*THE TASK:* Search the entries for the word "comments" and report each line that has it.

*EXCERPTED DATA:*

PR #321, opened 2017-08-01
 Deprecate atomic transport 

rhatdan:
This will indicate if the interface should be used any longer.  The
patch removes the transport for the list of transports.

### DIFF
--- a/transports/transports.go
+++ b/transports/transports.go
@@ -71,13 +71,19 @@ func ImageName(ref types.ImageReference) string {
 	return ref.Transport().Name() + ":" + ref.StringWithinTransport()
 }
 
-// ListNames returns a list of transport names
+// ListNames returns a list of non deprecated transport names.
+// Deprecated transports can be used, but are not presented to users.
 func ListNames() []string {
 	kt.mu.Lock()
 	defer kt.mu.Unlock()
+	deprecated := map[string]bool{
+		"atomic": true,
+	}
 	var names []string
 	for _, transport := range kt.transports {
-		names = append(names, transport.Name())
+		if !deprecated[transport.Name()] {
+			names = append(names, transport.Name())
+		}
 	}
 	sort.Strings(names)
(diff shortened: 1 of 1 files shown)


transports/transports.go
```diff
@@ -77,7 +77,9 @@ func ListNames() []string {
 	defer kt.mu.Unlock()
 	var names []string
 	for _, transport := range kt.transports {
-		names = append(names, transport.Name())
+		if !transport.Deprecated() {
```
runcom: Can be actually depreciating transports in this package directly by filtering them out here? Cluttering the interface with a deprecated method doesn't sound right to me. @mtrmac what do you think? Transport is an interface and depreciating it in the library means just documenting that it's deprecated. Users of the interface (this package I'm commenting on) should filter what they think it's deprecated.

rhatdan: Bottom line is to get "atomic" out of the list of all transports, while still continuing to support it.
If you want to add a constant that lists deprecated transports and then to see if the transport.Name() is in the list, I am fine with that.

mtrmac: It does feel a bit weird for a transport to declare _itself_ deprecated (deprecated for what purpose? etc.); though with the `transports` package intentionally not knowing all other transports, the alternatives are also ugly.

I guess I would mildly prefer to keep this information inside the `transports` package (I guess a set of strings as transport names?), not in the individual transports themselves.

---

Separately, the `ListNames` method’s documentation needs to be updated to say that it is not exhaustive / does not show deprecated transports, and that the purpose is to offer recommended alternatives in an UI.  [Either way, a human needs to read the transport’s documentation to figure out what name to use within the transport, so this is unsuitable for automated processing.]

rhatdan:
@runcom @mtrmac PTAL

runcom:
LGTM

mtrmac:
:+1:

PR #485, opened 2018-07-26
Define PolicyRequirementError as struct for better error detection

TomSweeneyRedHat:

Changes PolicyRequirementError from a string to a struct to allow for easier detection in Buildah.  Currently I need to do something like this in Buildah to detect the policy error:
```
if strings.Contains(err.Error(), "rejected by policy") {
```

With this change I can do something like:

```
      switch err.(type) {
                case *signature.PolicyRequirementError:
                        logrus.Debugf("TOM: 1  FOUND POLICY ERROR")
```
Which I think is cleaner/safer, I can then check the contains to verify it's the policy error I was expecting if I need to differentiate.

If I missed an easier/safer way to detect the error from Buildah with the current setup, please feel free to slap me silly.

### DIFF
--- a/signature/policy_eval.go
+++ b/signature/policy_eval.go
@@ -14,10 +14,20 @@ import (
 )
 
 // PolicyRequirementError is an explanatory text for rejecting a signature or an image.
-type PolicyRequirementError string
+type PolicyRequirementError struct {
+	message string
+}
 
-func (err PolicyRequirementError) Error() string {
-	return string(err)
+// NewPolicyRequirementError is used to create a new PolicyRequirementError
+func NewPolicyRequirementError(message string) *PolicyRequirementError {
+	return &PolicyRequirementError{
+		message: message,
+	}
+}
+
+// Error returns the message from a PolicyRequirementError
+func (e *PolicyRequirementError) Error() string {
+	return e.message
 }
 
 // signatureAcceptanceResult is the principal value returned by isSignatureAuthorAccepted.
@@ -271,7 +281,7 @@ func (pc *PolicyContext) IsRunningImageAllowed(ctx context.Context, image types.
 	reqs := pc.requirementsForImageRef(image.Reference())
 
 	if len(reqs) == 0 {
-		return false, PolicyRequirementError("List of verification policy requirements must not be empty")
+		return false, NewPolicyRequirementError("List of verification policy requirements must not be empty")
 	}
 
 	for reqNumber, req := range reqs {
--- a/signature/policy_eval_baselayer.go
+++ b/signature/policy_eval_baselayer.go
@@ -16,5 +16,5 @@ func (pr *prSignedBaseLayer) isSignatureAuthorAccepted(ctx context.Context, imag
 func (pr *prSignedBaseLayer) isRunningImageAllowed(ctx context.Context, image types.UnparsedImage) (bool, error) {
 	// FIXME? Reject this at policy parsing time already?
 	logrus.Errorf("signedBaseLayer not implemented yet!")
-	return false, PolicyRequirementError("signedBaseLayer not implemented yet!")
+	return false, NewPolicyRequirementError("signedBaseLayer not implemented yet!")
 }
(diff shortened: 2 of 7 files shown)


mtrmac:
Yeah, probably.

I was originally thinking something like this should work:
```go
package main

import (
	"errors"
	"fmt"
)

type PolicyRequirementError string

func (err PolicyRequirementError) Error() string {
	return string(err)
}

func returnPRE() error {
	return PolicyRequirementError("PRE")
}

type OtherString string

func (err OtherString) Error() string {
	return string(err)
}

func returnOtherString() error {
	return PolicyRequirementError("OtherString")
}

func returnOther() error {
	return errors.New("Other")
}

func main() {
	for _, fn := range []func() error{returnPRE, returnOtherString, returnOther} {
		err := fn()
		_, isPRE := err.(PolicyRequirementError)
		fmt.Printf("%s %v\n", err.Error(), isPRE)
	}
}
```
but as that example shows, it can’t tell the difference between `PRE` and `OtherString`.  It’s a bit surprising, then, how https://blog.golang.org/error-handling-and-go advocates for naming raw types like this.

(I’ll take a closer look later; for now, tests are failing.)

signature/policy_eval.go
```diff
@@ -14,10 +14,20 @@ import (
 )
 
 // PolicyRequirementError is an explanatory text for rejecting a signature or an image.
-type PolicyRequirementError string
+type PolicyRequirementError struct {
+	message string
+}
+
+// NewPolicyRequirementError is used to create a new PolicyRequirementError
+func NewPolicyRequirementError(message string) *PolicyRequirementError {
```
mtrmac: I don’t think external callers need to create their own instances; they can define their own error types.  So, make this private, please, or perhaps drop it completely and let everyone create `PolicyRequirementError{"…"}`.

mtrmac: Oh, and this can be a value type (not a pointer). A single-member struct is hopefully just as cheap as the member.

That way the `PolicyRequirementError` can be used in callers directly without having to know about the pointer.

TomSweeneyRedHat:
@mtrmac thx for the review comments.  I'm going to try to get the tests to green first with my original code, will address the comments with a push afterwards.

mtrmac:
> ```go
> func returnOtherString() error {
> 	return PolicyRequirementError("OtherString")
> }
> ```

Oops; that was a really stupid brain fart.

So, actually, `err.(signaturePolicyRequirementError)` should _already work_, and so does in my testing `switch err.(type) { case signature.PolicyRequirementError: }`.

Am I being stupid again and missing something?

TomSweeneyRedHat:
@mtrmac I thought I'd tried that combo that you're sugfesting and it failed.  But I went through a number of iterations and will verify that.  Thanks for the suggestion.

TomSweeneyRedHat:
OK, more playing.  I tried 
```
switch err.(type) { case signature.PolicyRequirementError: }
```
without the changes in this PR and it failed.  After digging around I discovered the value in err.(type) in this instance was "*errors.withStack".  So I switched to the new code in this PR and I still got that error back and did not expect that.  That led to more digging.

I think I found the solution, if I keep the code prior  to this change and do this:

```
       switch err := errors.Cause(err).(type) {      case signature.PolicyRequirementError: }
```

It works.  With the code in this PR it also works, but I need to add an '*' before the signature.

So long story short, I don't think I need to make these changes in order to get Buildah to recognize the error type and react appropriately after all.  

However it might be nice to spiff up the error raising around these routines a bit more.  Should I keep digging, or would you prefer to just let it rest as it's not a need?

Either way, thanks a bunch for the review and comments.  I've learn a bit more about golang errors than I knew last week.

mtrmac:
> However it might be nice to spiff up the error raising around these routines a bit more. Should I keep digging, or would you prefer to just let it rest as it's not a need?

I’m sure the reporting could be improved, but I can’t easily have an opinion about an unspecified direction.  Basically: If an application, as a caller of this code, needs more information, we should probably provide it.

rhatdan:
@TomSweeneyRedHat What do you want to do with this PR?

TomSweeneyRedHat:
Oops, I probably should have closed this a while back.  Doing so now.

*EXERCISE RESPONSE:*
@mtrmac thx for the review comments.  I'm going to try to get the tests to green first with my original code, will address the comments with a push afterwards.
Either way, thanks a bunch for the review and comments.  I've learn a bit more about golang errors than I knew last week.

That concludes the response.